Trump joked about Mr Musk at his Mar-a-Lago resort

in Florida on Nov 14. “I like having him here as well. He’s done a fantastic job, an incredible mind.”

But can the bromance between the world’s wealthiest man and the soon-to-be US president survive some major policy differences and their own combustible personalities?

AFP looks at six possible areas of friction:

Who’s the boss?

Mr Musk is famed for his manic working habits and self-described “hard-core” style, running his companies as personal fiefdoms in which his authority is rarely challenged.

From factory production lines to the boardroom, he is used to getting his way with an abrasive style that sees him fire people on the spot and sometimes insult their intelligence in public.

Trump, also a tycoon fond of firing and humiliating people publicly, demands total loyalty and has chafed against sharing the limelight with others in the past.

He also likes to play his advisers and Cabinet members against each other, former aides say.

Mr Musk reportedly had a first public row with Trump transition official Boris Epshteyn last week, according to the Axios news site.

And

he openly endorsed brokerage billionaire Howard Lutnick for US Treasury secretary

on Nov 16, setting up an early test of his influence.

Climate change

Mr Musk invested in Tesla in 2004 partly out of concern about global warming.

In 2017, he resigned from Trump’s business advisory councils to protest the then President’s decision to pull the US out of the Paris climate change accord.

“Climate change is real.

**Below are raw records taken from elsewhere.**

PR #833, opened 2025-02-10
feat: debug mode to return python error & python traceback

zavodil:
fix: debug mode to support and "debug" key in various cases

This is how it suppose to work:

Screenshot 2025-02-10 at 4 54 23 PM

### DIFF
--- a/nearai/agents/agent.py
+++ b/nearai/agents/agent.py
@@ -121,7 +121,8 @@ class Agent(object):
         if not self.version or not self.name:
             raise ValueError("Both 'version' and 'name' must be non-empty in metadata.")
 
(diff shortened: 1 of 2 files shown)


zavodil:
@gabehamilton @PierreLeGuen shall we expose traceback? May be error message is enough for debugging the code?

PierreLeGuen:
> @gabehamilton @PierreLeGuen shall we expose traceback? May be error message is enough for debugging the code?

imo, the more the better.

zavodil:
> imo, the more the better.

I'm not sure if displaying AWS lambda paths and internal temp folders we create for agents will actually help developers and not confuse them even more. Look at my screenshot above, traceback looks useless, right?

arktoswb (approved):

PR #834, opened 2025-02-10
fix: Proper unicode handling in JSON content using UnicodeSafeJSON

zavodil:
fix: Introduced `UnicodeSafeJSON` type decorator using LONGTEXT storage
fix: Updated Message model's content field
fix: Singlestore connection string updated to force charset


gabehamilton (approved):
Since we are not querying on json elements within messages, jsonb to longtext seems fine.

Issue #863, opened 2025-02-14
Investigate rendering base64 images in markdown


calebjacob:
From our Telegram channel, someone brought up that they couldn't render base64 images via markdown.

Markdown:

```
### Current State
![Screenshot](data:image/jpeg;base64,/9j/4[....]RRQAUUUUAFFFFABRRRQAUUUUAFFFFABRRRQAUUUUAFFFFAH/2Q==)
```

Leaving Paris is not good for America or the world,” Mr Musk wrote on Twitter at the time.

Trump, who has called climate change a “hoax”, is widely expected to abandon US commitments again after President Joe Biden rejoined the Paris Accord in 2020.

Mr Musk has shifted his views recently, telling Trump during a live conversation on X in August that “if, 50 - 100 years from now we’re mostly sustainable, I think that will probably be okay”.

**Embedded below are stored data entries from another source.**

PR #3207, opened 2026-06-19
[Build] Install the NVIDIA driver and CUDA toolkit from the distribution package manager using NVIDIA local repo packages instead of the run file installers.

gmarciani:
**THIS PR CANNOT BE MERGED UNTIL WE PUBLISH THE REFERENCED ARTIFACTS TO OUR PUBLIC BUCKETS**

### Description of changes
Migrate the NVIDIA driver and CUDA toolkit installation from the .run runfile installers to NVIDIA local-repo packages (.rpm/.deb) installed through the distribution package manager.

This is the approach suggested both by NVIDIA and AWS. Compared to the original run file approach, it is also more robust against kernel bumps.

As part of this change we also:
1. converted the installation of cuda toolkit from recipe to resource.
2. remove the nvidia local repos to save space in the AMI. This is safe because if the user must change the nvidia software versions they should download different local repos in any case.
3. install fabric manager only if it is not already installed (this fixes a pre-existing bug in our code, where we used to install fabric manager even if it was already installed)

### Tests
1. Unit test (added/updated) included in this PR check
4. Build image on all supported OSs (with DevSettings pointing to NVIDIA local repos from Nvidia website because artifacts are not published to our bucket yet)
5. Successful integ tests:
```
test-suites:
  basic:
    test_essential_features.py::test_essential_features:
      dimensions:
        - regions: ["us-east-1"]
          instances: ["g4dn.xlarge"]
          oss: ["alinux2023","ubuntu2204"]
          schedulers: ["slurm"]
  health_checks:
    test_gpu_health_checks.py::test_cluster_with_gpu_health_checks:
      dimensions:
        - regions: ["us-east-1"]
          instances: ["g4dn.xlarge"]
          oss: ["alinux2023","ubuntu2204"]
          schedulers: ["slurm"]

``` 


cookbooks/aws-parallelcluster-platform/resources/nvidia_repo/partial/_nvidia_repo_common.rb
```diff
@@ -1,41 +1,114 @@
...
+end
+
+# Local filesystem path of the downloaded driver local-repo installer.
+def driver_repo_package_path
+  "#{node['cluster']['sources_dir']}/#{driver_repo_package_file}"
+end
+
+# Download URL of the driver local-repo installer.
+def driver_repo_source_url
+  "#{node['cluster']['nvidia']['driver_base_url']}/#{driver_repo_package_file}"
```
himani2411, line 109: This URL will not work when we want to Override using ExtarChefattributes. Please verify if the devSettings will work with the new changes.

gmarciani: checked and it works

cookbooks/aws-parallelcluster-platform/libraries/nvidia.rb
```diff
@@ -14,6 +14,15 @@ def nvidia_enabled?
   ['yes', true, 'true'].include?(node['cluster']['nvidia']['enabled'])
 end
 
+# Convert a full CUDA version to its 'major-minor' dashed form used in CUDA repo
+# and package names, e.g. '13-0' for '13.0.2'. The patch level (the '.2') is
+# intentionally dropped because CUDA repos and packages are keyed on major-minor
+# only (e.g. 'cuda-repo-rhel9-13-0-local', 'cuda-toolkit-13-0').
+def cuda_version_dash(cuda_version)
+  major, minor = cuda_version.split('.')
```
hanwen-cluster, line 22: (Interesting Ruby syntax :) )

cookbooks/aws-parallelcluster-platform/resources/nvidia_cuda/partial/_nvidia_cuda_install_debian.rb
```diff
@@ -0,0 +1,20 @@
...
+# A copy of the License is located at
+#
+# http://aws.amazon.com/apache2.0/
+#
+# or in the "LICENSE.txt" file accompanying this file.
+# This file is distributed on an "AS IS" BASIS, WITHOUT WARRANTIES OR CONDITIONS OF ANY KIND, express or implied.
+# See the License for the specific language governing permissions and limitations under the License.
+
+action :install_cuda do
+  apt_package cuda_toolkit_package do
```
hanwen-cluster: How about using [robust_package](https://github.com/aws/aws-parallelcluster-cookbook/blob/develop/cookbooks/aws-parallelcluster-shared/resources/robust_package.rb)? Therefore, both debian and rhel logic can live in [_nvidia_cuda_common.rb](https://github.com/aws/aws-parallelcluster-cookbook/pull/3207/changes#diff-9a4b22bd1097a221908377f31f86932e1bd77497da72e266de3bcd055a32504f)

hanwen-cluster: There are more occurrences in nvidia driver too

cookbooks/aws-parallelcluster-platform/resources/nvidia_cuda/partial/_nvidia_cuda_common.rb
```diff
@@ -0,0 +1,121 @@
...
+property :cuda_version, String, default: node['cluster']['nvidia']['cuda']['version']
+
+action :setup do
+  return unless nvidia_enabled?
+  return if on_docker?
+
+  # Share CUDA versions with InSpec tests. We expose the major.minor under a
+  # dedicated attribute and leave the canonical 'version' attribute as the full
+  # version, so other resources (e.g. nvidia_repo) can rely on it regardless of order.
+  node.default['cluster']['nvidia']['cuda']['major_minor_version'] = cuda_major_minor
```
hanwen-cluster, line 32: Does it mean a `pcluster build-image` of a specific pcluster version will no longer pin the patch version of CUDA?

cookbooks/aws-parallelcluster-platform/resources/nvidia_cuda/partial/_nvidia_cuda_install_debian.rb
gmarciani: The advantage that i see using robust_package is the robustness on RHEL/Rocky when dealing with RHUI repository, which is not what we do in this case. Do you see any advantage other than allowing us to remove the RHEL partial for cuda?

cookbooks/aws-parallelcluster-platform/resources/nvidia_cuda/partial/_nvidia_cuda_common.rb
gmarciani: No, the build-image still installs the CUDA version that is specified in the cookbook attribute `['cluster']['nvidia']['cuda']['version']`. The difference now is that such pinning is implicit in the installed repository.

That attribute is used by the resource `nvidia_repo` to download and install the cuda repository for that patch version. We then use the major-minor version to install the cuda-toolkit package from that repo because this is the way nvidia ships the package in the repo.

Do you agree we are ok with the current approach?

cookbooks/aws-parallelcluster-platform/resources/nvidia_cuda/partial/_nvidia_cuda_install_debian.rb
gmarciani: synced offline: better to use the resource `package` rather than robust_package and remove the platform specific partials. I'll fix

gmarciani: Done

hanwen-cluster (dismissed):

cookbooks/aws-parallelcluster-platform/test/controls/nvidia_spec.rb
```diff
@@ -15,9 +15,12 @@
       (node['cluster']['nvidia']['enabled'] == 'yes' || node['cluster']['nvidia']['enabled'] == true)
   end
 
+  # driver_version holds either the version pcluster installed or, on images that
```
himani2411, line 18: Can we add spec test to check the nvidia repo is removed?

gmarciani: Added to the nvidia_repo kitchen

himani2411 (approved):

The world’s top climate scientific body, the United Nations’ Intergovernmental Panel on Climate Change (IPCC), says average global temperatures are on track to reach 1.5 deg C above pre-industrial times in the early 2030s, a key level with major consequences for ecosystems.

Energy transition

Mr Musk has bet big on the energy transition, making his fortune from Tesla electric cars, but also developing domestic battery technology and solar-powered roof tiles.

Trump ran pledging to “drill, baby, drill” and is expected to approve new fossil fuel infrastructure and permits, even opening up protected federal land to oil and gas companies.

Mr Musk used to deride the “mine-and-burn hydrocarbon economy” that Trump openly champions.

The President-elect has nominated a fracking magnate as his energy secretary.

Mr Chris Wright publicly dismissed climate change and the energy transition in 2023.

China

Trump’s aggressive stance on China and the risk of a trade war between the world’s two biggest economies could be another major thorn in the relationship between the billionaires.

China is a major market for Tesla, where the company has one of its so-called “gigafactories” and is trying to compete with fast-growing home-grown manufacturers.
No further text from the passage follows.